PROMPT: The lines to copy are those with "approved" in them. Pull each one from the entries below.

───

PR #21825, opened 2019-12-18
Copy stop_gradient property of variable in clone

zhiqiu:
As the title, original `clone` method will lose variable's `stop_gradient` property since `stop_gradient` is not in Variable's `VarDesc`, this PR fixes that.


sneaxiy (commented):
Cool.

sneaxiy (approved):
Cool.

PR #21826, opened 2019-12-18
Disable memory opt pass when DNNL is on

Sand3r-:
Temoparily disables memory optimization pass when DNNL is on. This is a temporary fix for until the memory optim pass will be fixed.


paddle/fluid/inference/api/analysis_config.cc
```diff
@@ -325,7 +325,7 @@ void AnalysisConfig::Update() {
 
 #ifdef PADDLE_WITH_MKLDNN
   // Do not optimize before quantization
```
wojtuss: Please, update the comment as well.

luotao1 (approved):
LGTM

PR #21846, opened 2019-12-19
fix stat shape

hutuxian:
Restore stat shape in global scenario for compatible reason: from [num_bucket] to [1, num_bucket].

### DIFF
--- a/paddle/fluid/operators/metrics/auc_op.cc
+++ b/paddle/fluid/operators/metrics/auc_op.cc
@@ -49,12 +49,15 @@ class AucOp : public framework::OperatorWithKernel {
 
     ctx->SetOutputDim("AUC", {1});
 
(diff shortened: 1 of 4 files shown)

───

EXPECTED ANSWER:
sneaxiy (approved):
luotao1 (approved):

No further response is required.